The main idea of our method is that the objects of the correction are not SNP-level z statistics, as in COJO, but the distribution of all z statistics within a gene. Most conditional analysis methods assume that the cause of the induced association signal is the effect of several independent top variants around the gene. We assume that the induced association signal is explained by the entire region surrounding the gene. This assumption is based on the notion of a regional polygenic background, which was defined via the LD score in LD score regression [23]. Previously, the influence of the regional polygenic background on trait variability was investigated at a single SNP level. In contrast, our method controls the influence of the regional polygenic background at the gene level, i.e., simultaneously for all SNPs in a gene. We demonstrated that our method is an extension of the LD score (LDSC) regression method proposed in [23] (see Supplementary Note S3).

The new method is based on the variance component approach, which assumes the random effects of the extragenic SNPs. We extracted a component of intragenic z statistic variance explained by SNPs outside the gene to correct the LD matrix for SNPs within the gene. The derived Formula (8) for the parameters of the conditional distribution of the z statistics of intragenic SNPs can also be obtained from the formula proposed by [24], where the effects of the extragenic SNPs were assumed to be fixed (see Supplementary Note S4).

We also introduced here a new method for the direct simulation of z statistics in a gene and its surrounding region without phenotype simulation. This method uses real LD matrices for SNPs in the gene and surrounding region and three predefined parameters: h², the number of causal SNPs, and a fraction of these SNPs in the gene. In independent studies which do not consider conditional analysis, it has been empirically shown that the direct simulation of summary statistics produces very similar results to simulation of individual data across a range of scenarios, with a substantial speedup even for modest sample sizes [25,26]. We analytically confirmed the equivalence of the distributions of z statistics directly simulated and calculated using simulated phenotypes.

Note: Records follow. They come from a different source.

PR #4478, opened 2026-06-23
Retire legacy Homebrew tap publishing

maphew:
## Why

Beads currently has two Homebrew formulas that can drift: Homebrew core `beads`
and the legacy tap formula `bd`. The tap formula is currently stale, so users
can install the wrong binary depending on which path they follow.

## What

- Remove the release workflow job that publishes `Formula/bd.rb` to
  `gastownhall/homebrew-beads`
- Document Homebrew core `beads` as the only supported Homebrew package
- Add migration commands for old `bd` tap installs
- Correct an old newsletter upgrade snippet from `brew upgrade bd` to
  `brew upgrade beads`

## Validation

- `git diff --check`
- `npx.cmd --yes js-yaml .github/workflows/release.yml`
- `CGO_ENABLED=0 go test -tags gms_pure_go ./cmd/bd/doctor -run TestUpgradeCommandForPath -count=1`

Note: full `go test -tags gms_pure_go ./cmd/bd/doctor` hit existing Windows
temp/Dolt cleanup failures unrelated to this workflow/docs change.


maphew:
## Review: Retire legacy Homebrew tap publishing

Reviewed together with its paired tap change gastownhall/homebrew-beads#9 — they should land as a unit (stop publishing the tap formula, then convert the orphaned formula into a deprecation shim).

### Verified
- The `update-homebrew-formula` job is fully removed on the branch — no leftover `needs:`, `HOMEBREW_TAP`, or `homebrew-beads` references remain in `release.yml`.
- `TestUpgradeCommandForPath` (cited in validation) exists at `cmd/bd/doctor/version_test.go`.
- `NEWSLETTER.md` fix (`brew upgrade bd` → `brew upgrade beads`) is correct.
- `RELEASING.md` "Verify Homebrew" section already uses `brew upgrade beads` / `bd version` — no stale `bd` formula reference, nothing to change there.
- Migration snippet correctly untaps both legacy taps (`gastownhall/beads`, `steveyegge/beads`).

### Minor
- The migration snippet is duplicated verbatim across `docs/INSTALLING.md`, `website/docs/getting-started/installation.md`, and `website/docs/getting-started/upgrading.md`. Not worth blocking, but it will drift. Filed as a follow-up bead to consolidate into a single shared source.

### Verdict
Looks ready. The only caveat is ordering: land this (or at least stop the publishing job) together with gastownhall/homebrew-beads#9 so the shim isn't overwritten by a subsequent release.

maphew:
Hat tap to mike on Discord for bringing the homebrew version mismatch to my attention.

PR #4479, opened 2026-06-23
perf(schema): replace per-connection content_hash IS.COLUMNS probe with SHOW COLUMNS

johnzook:
## Human Commentary

During heavy load in Gas City this showed up as a major consumer of CPU cycles. All indications are that it is safe and performant. We are requesting the necessary data instead of grabbing significantly more from Dolt/database and narrowing down the desired data. I have not been able to find a reason not to make the change. No signs that there are any configurations where the change would not still function.

## What

Replace the per-connection `content_hash` existence probe in schema migration: `migrationSource.hasContentHashColumn` now uses `SHOW COLUMNS FROM <cursorTable> LIKE 'content_hash'` instead of `SELECT COUNT(*) FROM INFORMATION_SCHEMA.COLUMNS`.

## Why

Dolt does not push the `INFORMATION_SCHEMA.COLUMNS` predicate down, so the old probe materialized **every column of every table across all databases** on each call. `migrationWorkNeeded` runs the probe **twice on every connection**, so on a multi-database deployment (5 DBs / ~1,843 columns) it cost ~19–60 ms/conn and was a measured ~34% of Dolt CPU — a recurring connection-storm driver. `SHOW COLUMNS` answers from a single table's schema without scanning `INFORMATION_SCHEMA`.

Correctness is preserved:

- The `Field` name is compared **exactly**, because `_` is a LIKE single-character wildcard.
- A missing cursor table makes `SHOW COLUMNS` error with 1146 where the old probe returned count 0; that error is swallowed (via `dberrors.IsTableNotExist`) so a not-yet-created table still reports *no content_hash column*.
- The separate id-column re-key probe in `dep_id_backfill.go` still uses `INFORMATION_SCHEMA.COLUMNS` and is intentionally unchanged (it runs only during a migration pass, not per-connection).

## Verification

```
go build ./...
go test ./internal/storage/schema/...
go test ./internal/storage/dolt/ -run='^$' -bench=BenchmarkContentHashColumnProbe -benchmem
```

- `BenchmarkContentHashColumnProbe` (before/after A/B): `INFORMATION_SCHEMA.COLUMNS` ~9.49 ms/op vs `SHOW COLUMNS … LIKE` ~0.22 ms/op (~43× faster). Reproduced locally on Dolt 2.1.8 at ~18 ms → ~0.43 ms.
- `TestHasContentHashColumnUsesShowColumns` (sqlmock): present, absent, missing-table-reports-false, LIKE-wildcard-rejected, error-propagation.
- `TestHasContentHashColumnMatchesInformationSchemaOnDolt` (real Dolt, gated by `RequireDoltBinary`): the new probe agrees with the retired `INFORMATION_SCHEMA` probe in both the present and absent states.

---
_Claude Code-claude-opus-4-8-high on behalf of John Zook

### DIFF
--- a/internal/storage/dolt/dolt_benchmark_test.go
+++ b/internal/storage/dolt/dolt_benchmark_test.go
@@ -1902,3 +1902,46 @@ func BenchmarkGetIssuesByIDs_SmallNLargeW_10_10K(b *testing.B) {
 func BenchmarkGetIssuesByIDs_SmallNLargeW_100_5K(b *testing.B) {
 	benchmarkGetIssuesByIDsSmallN(b, 5000, 100)
 }
+
+// =============================================================================
+// Schema Probe Benchmarks
+// =============================================================================
+
+// BenchmarkContentHashColumnProbe compares the retired INFORMATION_SCHEMA.COLUMNS
+// existence probe against the SHOW COLUMNS probe that replaced it.
+// schema.MigrateUp's migrationWorkNeeded runs this probe twice on every
+// connection. INFORMATION_SCHEMA.COLUMNS forces Dolt to materialize the full
+// column catalog because the predicate is not pushed down; SHOW COLUMNS reads a
+// single table's schema directly. The gap measured here understates production:
+// on a multi-database deployment the old probe was measured at 19-60 ms/conn
+// versus ~0 ms on the new one.
+func BenchmarkContentHashColumnProbe(b *testing.B) {
+	store, cleanup := setupBenchStore(b)
+	defer cleanup()
+	ctx := context.Background()
+
+	b.Run("InformationSchema", func(b *testing.B) {
+		b.ReportAllocs()
+		for i := 0; i < b.N; i++ {
+			var count int
+			if err := store.db.QueryRowContext(ctx,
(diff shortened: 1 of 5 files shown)


maphew:

This is the best-tested of the batch and the mechanism checks out: the bool semantics are provably equivalent to the old `INFORMATION_SCHEMA.COLUMNS` probe (the exact Field comparison neutralizes the `_` LIKE wildcard, and both the DATABASE()-scoped probe and unqualified `SHOW COLUMNS` resolve against the current database).

On the cross-platform/DB concern you flagged in the description: it is well-contained. The missing-table swallow rides `dberrors.IsTableNotExist`, which `currentVersion()` already depends on in the identical runtime paths, and embedded and sql-server modes share the same GMS engine, so this PR does not introduce a new trust surface. The sqlmock units plus the gated real-Dolt parity test and benchmark cover the rest.

Plan: we are at v1.1.0-rc.2 and holding main until stable ships. Since this touches the per-connection migration-work-needed path, it lands just after 1.1.0 stable once the newly approved CI runs are green; it is also the cleanest candidate to pull into an early 1.1.x patch if we want the per-connection CPU win sooner.

PR #5032, opened 2026-07-25
test(shared-server): disable metrics flusher to stop t.TempDir cleanup race

### LINKED ISSUE #5031: Flaky test: TestSharedServerCfgNilHonorsSharedServer fails its own cleanup (detached metrics flusher races t.TempDir)
### Symptom

`TestSharedServerCfgNilHonorsSharedServer` (`cmd/bd/shared_server_cfgnil_test.go`) intermittently fails in its **own cleanup**, not on an assertion — seen on the `PR Core (wrapper timing)` job:

```
--- FAIL: TestSharedServerCfgNilHonorsSharedServer (0.10s)
    testing.go:1464: TempDir RemoveAll cleanup: unlinkat .../002: directory not empty
FAIL  github.com/steveyegge/beads/cmd/bd  244.590s
```

The test body passes (0.10s); the failure is Go's automatic `t.TempDir()` teardown hitting `ENOTEMPTY`.

### Root cause

`bd` spawns a **detached `bd send-metrics` child** (`internal/metrics/spawn.go` `MaybeSpawnFlusher`) that keeps writing `$HOME/.beads/eventsData` **after the parent process exits**. In this test `HOME` is a `t.TempDir()`, so the detached child races Go's `RemoveAll` and the temp dir is non-empty when `unlinkat` runs on it.

Confirmed by process inspection: after `bd list` returns, a `bd send-metrics` child is still alive; with `BD_DISABLE_EVENT_FLUSH=1` set, no child spawns.

This is already a **known hazard** — it's documented verbatim in `cmd/bd/protocol/helpers_test.go` (added in 08881217b, 2026-07-13), which calls it "a test-stability bug" and disables metrics for exactly this reason. The sibling `shared_server_integration_test.go` and `proxied_integration_helpers_test.go` also set the disable flag. `shared_server_cfgnil_test.go` simply omitted it.

### Fix

Add `BD_DISABLE_EVENT_FLUSH=1` to the test's env, matching the sibling shared-server/protocol tests. PR to follow.

### Broader note (optional follow-up)

Relying on every hermetic test to remember `BD_DISABLE_EVENT_FLUSH` / `BD_DISABLE_METRICS` is a footgun — this is at least the second test to hit it. A source-level guard would remove the whole class: e.g. have `MaybeSpawnFlusher` also return early when `BEADS_TEST_MODE=1` (already the canonical "tests own the lifecycle" signal, inherited across exec). No production impact, since `BEADS_TEST_MODE` is never set in real use. Happy to do that as a separate PR if you'd prefer it over per-test flags.

rjc123:
## Problem

`TestSharedServerCfgNilHonorsSharedServer` (`cmd/bd/shared_server_cfgnil_test.go`) intermittently fails in its **own cleanup**, not on an assertion (seen on the `PR Core (wrapper timing)` job):

```
--- FAIL: TestSharedServerCfgNilHonorsSharedServer (0.10s)
    testing.go:1464: TempDir RemoveAll cleanup: unlinkat .../002: directory not empty
```

## Root cause

`bd` spawns a **detached `bd send-metrics` child** (`internal/metrics/spawn.go` `MaybeSpawnFlusher`) that keeps writing `$HOME/.beads/eventsData` **after the parent exits**. `HOME` in this test is a `t.TempDir()`, so the detached child races Go's automatic `RemoveAll` and the dir is non-empty when `unlinkat` runs.

Confirmed by process inspection: after `bd list` returns, a `bd send-metrics` child is still alive; with `BD_DISABLE_EVENT_FLUSH=1` set, none spawns.

This is already documented as "a test-stability bug" in `cmd/bd/protocol/helpers_test.go` (08881217b), and the sibling `shared_server_integration_test.go` / `proxied_integration_helpers_test.go` set the disable flag for the same reason. This test just omitted it.

## Fix

Add `BD_DISABLE_EVENT_FLUSH=1` to the test env, matching the sibling tests. Verified: the previously-flaky test passes repeatedly (`-count=5`) and no `send-metrics` child spawns.

Fixes #5031

## Note

Several hermetic tests hand-roll this flag to dodge the same race; a source-level guard (e.g. suppress the flusher under the existing `BEADS_TEST_MODE=1` signal) would remove the whole class. Kept out of this PR to stay minimal — happy to do it separately if preferred (noted in #5031).


maphew (approved):
Verdict: **approve**.

Verified the whole chain: the `PR Core` failure mode on #4821 matches your diagnosis byte-for-byte (`TempDir RemoveAll cleanup: unlinkat .../002: directory not empty`); the detached `bd send-metrics` flusher is real (`internal/metrics/spawn.go`); and the sibling tests (`shared_server_integration_test.go`, the protocol helpers per 08881217b) already set `BD_DISABLE_EVENT_FLUSH=1` for exactly this documented reason — this test was simply the one that omitted it. The seven-line env addition with the explanatory comment is the right minimal shape.

Why approve: this kills a teardown race that has been biting *unrelated* PRs (it red-flagged your own #4821), and it does so by matching an established in-tree convention rather than inventing a new mechanism.

On this PR's own red check: the only failure is `Windows Make shell (cygwin)` — verified from the log it is the Cygwin installer download failing all 5 retry attempts, i.e. precisely the infra flake your paired #5035 downgrades to a warning. Neither failure has anything to do with this diff. Merge tail: a rerun (or #5035 landing first) clears it.

Your note about a source-level guard (suppress the flusher under `BEADS_TEST_MODE=1`) is the right follow-up — nine test files now hand-roll this flag; tracked on our side per #5031.

PR #5035, opened 2026-07-25
ci(pr): soft-fail the Cygwin Make-shell setup on installer-download flakes

### LINKED ISSUE #5034: CI: windows-make-shell (cygwin) fails the required check on a Cygwin-installer download flake — should warn, not block
### Symptom

The `windows-make-shell` job's cygwin leg (`.github/workflows/pr.yml`, `name: Windows Make shell (${{ matrix.host }})`) intermittently fails the whole required check during **environment setup**, before any build or test runs. Example (PR #5032, run [30152168275](https://github.com/gastownhall/beads/actions/runs/30152168275/job/89664284348)):

```
Set up Cygwin GNU Make
  Attempt 1 failed. Retrying...
  ...
  Attempt 5 failed. Retrying...
  Failed to download setup-x86_64.exe after 5 attempts.
  ##[error]Process completed with exit code 1.
```

### Why this is wrong

The failing step is `Set up Cygwin GNU Make` (`.github/workflows/pr.yml:563`), which uses `cygwin/cygwin-install-action@…v6` to download `setup-x86_64.exe` from cygwin.com. When that download times out, the job exits 1 and the **required** check goes red — blocking PRs for a reason that has nothing to do with the change under test (here, a one-line test-env edit that doesn't even touch Windows). An external-dependency/network failure in toolchain setup should surface as a **warning**, not a hard red gate.

### Suggested fixes (any one, or combination)

1. **`continue-on-error: true`** on the Cygwin setup step (or the `host == 'cygwin'` matrix leg) so an installer-download failure renders as a neutral/yellow warning instead of failing the required check. The actual Make-shell smoke assertions still fail loudly if they run and break.
2. **Reduce the flakiness at source** — `cygwin/cygwin-install-action` supports a mirror `site:` and package caching; pinning a reliable mirror + caching the installer would cut the download failures.
3. **De-required** the cygwin leg (keep it informational) if a network-dependent third-party installer can't be made reliable enough for a blocking gate.

The intent: a code change should never be blocked by a transient failure to download the Cygwin installer. Happy to open a PR for option 1 (the smallest change) if that's the preferred direction.

rjc123:
Closes #5034.

## Problem

The `windows-make-shell` cygwin leg installs its toolchain with `cygwin/cygwin-install-action`, which downloads `setup-x86_64.exe` from cygwin.com. When that download times out, the `Set up Cygwin GNU Make` step exits 1, the job goes red, and — because `windows-make-shell` is in the `ci-gate` required set — it **blocks the PR** for a purely infrastructural reason, unrelated to the change under test. (Observed on #5032, whose only change was a one-line test-env edit that doesn't touch Windows.)

## Fix

Downgrade an installer-download failure to a non-blocking warning, without losing signal on real regressions:

- **`continue-on-error: true`** on the Cygwin setup step, so a failed install no longer fails the job.
- Gate the Cygwin smoke step on **`steps.cygwin.outcome == 'success'`** — `outcome`, not `conclusion`, because `continue-on-error` rewrites `conclusion` to `success` while `outcome` preserves the real result. So the smoke step skips cleanly on a failed install instead of erroring on a missing `bash`.
- Emit a **`::warning::`** annotation when the leg is skipped, so the flake stays visible rather than silently green.

A genuine Cygwin Make regression (install succeeds, smoke fails) still fails the job exactly as before — only the flaky third-party installer download is downgraded to a warning.

## Verification

YAML validated locally (parses cleanly); the behaviour relies on standard Actions `outcome`/`continue-on-error` semantics. I can't exercise the Windows/Cygwin runner locally, so the real proof is this PR's own CI — the cygwin leg should now go green-with-warning if the installer download flakes, and still run the smoke test normally when it doesn't.


rjc123:
Heads-up on the red checks — they aren't from this change.

This PR is workflow-only (`.github/workflows/pr.yml`, +18/-1); it touches no Go. The failing `Contract corpus` job is `TestProtocol_GrantingReplicaRoundTripsJSONL`, a **new** test added by the recent replica-guard work (`c00e4d6a9`, wy-jpd3.7) that sits at the tip of `main` this branch is cut from. The failure is that tightened guard skipping a cross-replica reclaim (`lease granted by replica "mini", not this node "laptop"`) — i.e. it fails inside the code that commit changed, not anything here. It surfaces on this PR only because the branch is based on the freshest `main` (needed to include the `windows-make-shell` job this change edits).

Flagging so it isn't attributed to the workflow change — and you may want to check whether that new guard test is flaky or genuinely red on `main`. (`CI Gate / Required` is just the aggregator going red off the back of it.)

maphew (approved):
Verdict: **approve**, and your heads-up comment about the red `Contract corpus` check is confirmed and root-caused below — it is not this PR, and it is currently redding *every* fresh PR.

## The workflow change

The `outcome` vs `conclusion` distinction is used correctly (`continue-on-error` rewrites `conclusion` to success; `outcome` keeps the real result), the smoke step's gate means a genuine Cygwin Make regression still fails the job, and the `::warning::` annotation keeps the flake visible instead of silently green. Verified the flake is real and current: on #5032 the installer download failed all 5 retries and took down the required gate for a one-line test-env change. Same pinned action SHA, +18/−1, workflow-only.

The honest tradeoff — a persistent (non-flake) breakage of the installer action itself would now warn instead of block — is worth it: that failure mode is third-party infrastructure either way, and the annotation plus a periodically-green-with-warning pattern is auditable.

## The Contract corpus red (not this PR)

Root-caused: `TestProtocol_GrantingReplicaRoundTripsJSONL` (`cmd/bd/protocol/lease_claim_test.go`) can currently never pass. The replica guard *works* — the reclaim correctly skips and reports `"count": 0` — but the guard's stderr audit line (`reclaim: skipping <id> ... lease granted by replica "mini"`) names the issue ID, and the test's helper `tryRunEnv` captures `CombinedOutput()`, so the assertion `strings.Contains(reclaimOut, leased)` at line 392 trips on the audit courtesy line rather than on any actual reclaim. The JSON payload on stdout proves nothing was reclaimed.

It reds every fresh PR but not `main` itself because the `Contract corpus` job exists only in `pr.yml` — the test landed on main (c00e4d6a9, wy-jpd3.7) without ever running in that job. Verified the identical failure on three other unrelated PR branches this afternoon. Fix belongs in the test: assert on the parsed JSON `reclaimed` list (stdout) instead of substring-matching combined output. Being routed as a stop-the-line fix on our side.

Merge tail for this PR: once that test fix lands on main, an update-branch/rerun here should go fully green.

PR #5042, opened 2026-07-25
fix(uow): self-heal fresh-bootstrap debris instead of failing proxied init (#5012)

maphew:
# fix(uow): self-heal fresh-bootstrap debris instead of failing proxied init

Fixes the dominant red-main flake tracked in #5012 (`Test (proxied-server cmd 1/15)`).

## Why

A fresh `bd init --proxied-server` can fail permanently with

```
[mysql] connection.go:215 busy buffer
Error: failed to open uow provider: uow: init schema: uow: migrate:
pending schema migrations alter pre-existing dirty tables: issues; run 'bd dolt commit' ... (#4566)
```

on a database that did not exist seconds earlier. The failure needs two moves, and current code supplies both:

1. **A mid-pass transient on the shared server.** Fresh bootstrap runs every migration (59 today) with a Dolt commit per step on one pinned session. Under CI's parallel-test load a step can die between its SQL and its per-step commit: a genuine 1213/1205 rollback, or a poisoned session whose next prepared statement hits the driver's `busy buffer` (that breadcrumb is logged at go-sql-driver `connection.go:215` when `ReleaseMigrationLock`'s `SELECT RELEASE_LOCK(?)` prepare finds unread result data on the connection — its `ErrMigrationLockRelease` is then `errors.Join`ed into the failure and classified retryable). Either way the step's DDL/DML is already applied to the working set but never Dolt-committed.
2. **The #4566 guard reads the debris on retry.** `initSchema`'s backoff re-runs `MigrateUpWithLock`; the pre-flight dirty-table guard sees `issues` dirty with pending migrations touching it, classifies the pass's *own half-applied step* as "pre-existing dirty user data", and returns `DirtyTablesError` — which the retry loop rightly treats as permanent. A retryable transient has been converted into a hard init failure, and no number of retries can converge.

The per-step commit contract (#4566) deliberately leaves this one-step window open, because in general working-set dirt may be user data worth protecting. But on a **fresh bootstrap** — a database created by this very init call — the guard's protection target cannot exist: `bd` hands the database to no writer until init returns. Refusing there is strictly wrong.

This is the same failure chain the external contributor's #4504 diagnosed months ago from the 0040-era symptom (undrained `CALL DOLT_*` result sets → busy buffer → failed version INSERT / lock release). #4504 removes a *poisoning source* (drain proc result sets, make 0040/0041 idempotent); this PR makes the *retry converge* whatever the mid-pass failure mode was (deadlock, kill, network, poisoned buffer). They are complementary, and #4504 remains worth landing on its own merits.

## What

- `internal/storage/uow/dolt_sql_provider.go` — `initSchema` proves database ownership atomically: the first attempt issues a bare `CREATE DATABASE` (no `IF NOT EXISTS`), so the server arbitrates the race — success proves this init created the database (heal eligible, sticky across retries), an already-exists refusal (1007) proves it did not (heal off, guard refusal unchanged). See the review-hardening comment below for why this replaced the earlier existence probe.
- `internal/storage/schema/lock.go` — `MigrateUpWithLock` gains variadic `MigrateLockOption`s (existing callers unchanged). Under `WithFreshBootstrapHeal`, a `*DirtyTablesError` refusal is healed **on the same locked session**: `CALL DOLT_RESET('--hard')` discards the interrupted bootstrap's working set (per-step commits already in history survive), then the pass re-runs once. Holding the migration lock through reset + re-run means no concurrent migrator can be mid-pass when the reset fires.
- Pre-existing databases keep the guard's refusal exactly as before; embedded Dolt (`MigrateUp` without lock) is untouched.

## Reproduction / verification

`TestNewExternalDoltServerUOWProvider_FreshInitSelfHealsAfterMidPassFailure` reproduces the CI interleaving deterministically against a real Dolt container: the per-step fault hook fires once after migration 0001 commits, dirties `issues` in the working set the way a mid-step death does (SQL applied, no Dolt commit), and fails the pass with a retryable 1213.

- On main (4fd05a574) the test fails with the exact shard-1 error string: `uow: init schema: uow: migrate: pending schema migrations alter pre-existing dirty tables: issues; ... (#4566)`.
- With this PR it converges: debris discarded, cursor at `LatestVersion()`, clean `dolt_status`.

sqlmock tests pin both directions: `TestMigrateUpWithLockFreshBootstrapHealResetsAndRetries` (reset + re-run under one lock session) and `TestMigrateUpWithLockDirtyGuardStaysFatalWithoutHeal` (no option → unchanged `*DirtyTablesError`, no reset). `TestNewExternalDoltServerUOWProvider_PreexistingDirtyDatabaseIsNotHealed` (container) pins the ownership-negative path: a non-creator init over a dirty database keeps the #4566 refusal and leaves the working-set dirt untouched.

Preflight run locally: `go build`/`go vet`/`golangci-lint` clean on the touched packages; full `internal/storage/schema` and `internal/storage/uow` suites pass (including the existing 10-way concurrent-instantiation test); 3 serial iterations of the shard-1 test set (`TestProxiedServerConfig*`, `TestProxiedServerDuplicates`, `TestProxiedServerFindDuplicates`) with `BEADS_TEST_PROXIED_SERVER=1` all green.

## Notes for review

- The heal is scoped to the main-source pre-flight guard (`*DirtyTablesError`). The mid-pass ignored-source guard stays fatal; a retry after that failure lands in the healed pre-flight guard anyway.
- `internal/storage/dolt`'s server-mode `initSchemaOnDBWithRetry` has the same theoretical window but its caller doesn't know whether it created the database; left for a follow-up rather than widening this PR.
- Why frequency rose recently (#5012's near-deterministic run): fresh-init cost grows with every added migration (a Dolt commit per step), so the mid-pass window widens monotonically; #4877's 0059 also added a heavy `UPDATE issues` recompute step. #5014's proxied-purge isolation reduced shared-server interference (Main is green since it merged), but the one-transient-from-permanent-failure structure remained.

### DIFF
--- a/internal/storage/domain/db/ddl.go
+++ b/internal/storage/domain/db/ddl.go
@@ -10,6 +10,12 @@ var validIdentifier = regexp.MustCompile(`^[a-zA-Z_][a-zA-Z0-9_]*$`)
 
 type DDLSQLRepository interface {
 	CreateDatabaseIfNotExists(ctx context.Context, database string) error
+	// CreateDatabase issues a bare CREATE DATABASE (no IF NOT EXISTS) so the
+	// server arbitrates creation atomically: success proves this call created
+	// the database; an already-exists error (MySQL 1007) proves it did not.
+	// The error is returned unmapped (wrapped with %w) so callers can
+	// classify it against their driver.
+	CreateDatabase(ctx context.Context, database string) error
 	UseDatabase(ctx context.Context, database string) error
 }
 
@@ -30,6 +36,17 @@ func (r *ddlSQLRepository) CreateDatabaseIfNotExists(ctx context.Context, databa
 	}
 	if _, err := r.runner.ExecContext(ctx, "CREATE DATABASE IF NOT EXISTS "+ident); err != nil {
 		return fmt.Errorf("db: CreateDatabaseIfNotExists: %w", err)
+	}
+	return nil
+}
+
+func (r *ddlSQLRepository) CreateDatabase(ctx context.Context, database string) error {
+	ident, err := quoteIdentifier(database)
+	if err != nil {
+		return fmt.Errorf("db: CreateDatabase: %w", err)
+	}
+	if _, err := r.runner.ExecContext(ctx, "CREATE DATABASE "+ident); err != nil {
+		return fmt.Errorf("db: CreateDatabase: %w", err)
 	}
 	return nil
 }
--- a/internal/storage/schema/lock.go
+++ b/internal/storage/schema/lock.go
@@ -7,6 +7,7 @@ import (
 	"errors"
 	"fmt"
 	"hash/fnv"
+	"strings"
 	"time"
 )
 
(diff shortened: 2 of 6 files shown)


maphew:
Cross-vendor review (Codex, structured diff review) raised a valid P1 on the first revision: the `SHOW DATABASES` existence probe was not atomic with `CREATE DATABASE IF NOT EXISTS`. Two concurrent `initSchema` calls racing on the same absent database could both pass the probe before either created it, so both recorded `createdFresh=true` while only one created it — and the losing caller could then enable the heal. The exploitable interleaving is narrow (it additionally needs the loser to later hold the migration lock, a `DirtyTablesError`, and dirt that isn't bootstrap debris — e.g. binary-version skew plus another actor's uncommitted writes), but the reviewer's core point stands: ownership should be **proven**, not inferred from a pre-lock probe.

Addressed in 9555e8281, with a stronger mechanism than lock-scoping the probe (which would still be TOCTOU against creators that don't take the migration lock, like server-mode stores): let the server arbitrate. The first attempt issues a **bare `CREATE DATABASE`** (no `IF NOT EXISTS`):

- success is the atomic, server-serialized proof that this init created the database → heal eligible;
- an already-exists refusal (MySQL 1007, with the message fallback this codebase already uses for Dolt's variant in `internal/doltserver` and `internal/storage/dolt`) proves it did not → heal stays off, guard refusal unchanged.

The `created` flag is sticky across retry attempts because it records the one fact no later probe could re-learn (attempt 2 always finds the database existing — that was the original bug's shape). Retries after a recorded create re-assert with `CREATE DATABASE IF NOT EXISTS` so a database dropped between attempts is recreated rather than failing the `USE`.

New regression: `TestNewExternalDoltServerUOWProvider_PreexistingDirtyDatabaseIsNotHealed` (real Dolt container) — init over a pre-existing database with dirty `issues` must fail with the #4566 refusal verbatim and leave the working-set dirt untouched (asserted via `dolt_status` after the failed init). The self-heal repro and the existing 10-way concurrent-instantiation test still pass — under the new scheme that concurrent test now exercises exactly one bare-create winner and nine 1007 losers, all converging.

Preflight on 9555e8281: gofmt/vet/golangci-lint clean; full `internal/storage/schema`, `internal/storage/domain/db`, and `internal/storage/uow` suites green (`CGO_ENABLED=1 -tags gms_pure_go`).

One behavior note for the record: two truly simultaneous `bd init`s of the same brand-new database are no longer both guaranteed to converge if the winner dies mid-pass at exactly the wrong moment — the loser keeps the guard's refusal (correctness over availability; only the creator may discard a working set). The winner's own retry still heals and converges, and the CI harness always uses per-test unique databases, so the #5012 flake fix is unaffected.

The proposed TauCOR method can be applied to all genes on a genome-wide scale, not just those containing significant SNPs as required by COJO. This expands the possibility of including all genes in the gene set analysis. By correcting for the polygenic background in gene set analysis approaches that use GBA results such as MAGMA [27], TauCOR may lead to more robust gene set enrichment results.

5. Conclusions

A new method for conditional gene-based association analysis, TauCOR, showed equal or higher sensitivity, specificity, and accuracy in the analysis of simulated and real data compared to COJO. The TauCOR method may become a good alternative to the more popular COJO method.